Automated Augmentation with Reinforcement Learning and GANs for Robust Identification of Traffic Signs using Front Camera Images
Chowdhury, Sohini Roy, Tornberg, Lars, Halvfordsson, Robin, Nordh, Jonatan, Gustafsson, Adam Suhren, Wall, Joel, Westerberg, Mattias, Wirehed, Adam, Tilloy, Louis, Hu, Zhanying, Tan, Haoyuan, Pan, Meng, Sjoberg, Jonas
Traffic sign identification using camera images from vehicles plays a critical role in autonomous driving and path planning. However, the front camera images can be distorted due to blurriness, lighting variations and vandalism which can lead to degradation of detection performances. As a solution, machine learning models must be trained with data from multiple domains, and collecting and labeling more data in each new domain is time consuming and expensive.
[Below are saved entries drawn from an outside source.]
PR #5771, opened 2026-07-01
Missile orders

amnykon:
This pull request introduces a new 'Missiles' tab to the integral menu and adds a new widget to manage missile commands, stockpile counts, and target drawing.


LuaUI/Widgets/missile_command_center.lua
```diff
@@ -0,0 +1,717 @@
...
+  if changed or (emptySelection and not wasEmptySelection) then
+    Spring.ForceLayoutUpdate()
+  end
+  wasEmptySelection = emptySelection
+end
+
+function widget:CommandNotify(cmdID, cmdParams, cmdOptions)
+  for _, command in pairs(commands) do
+    if command:commandNotify(cmdID, cmdParams, cmdOptions) then return true end
+  end
```
GoogleFrog: Doing pairs to call a bunch of objects every time a command happens does not look good. The call is gated internally by `if cmdID == self.cmd`, so you should be able to make a simple table indexed by cmdID, reducing the cost and maintenance burden to a single table lookup.

LuaUI/Widgets/missile_command_center.lua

In this work, we present an end-to-end framework to augment traffic sign training data using optimal reinforcement learning policies and a variety of Generative Adversarial Network (GAN) models, that can then be used to train traffic sign detector modules. Our automated augmenter enables learning from transformed nightime, poor lighting, and varying degrees of occlusions using the LISA Traffic Sign and BDD-Nexar dataset. The proposed method enables mapping training data from one domain to another, thereby improving traffic sign detection precision/recall from 0.70/0.66 to 0.83/0.71 for nighttime images.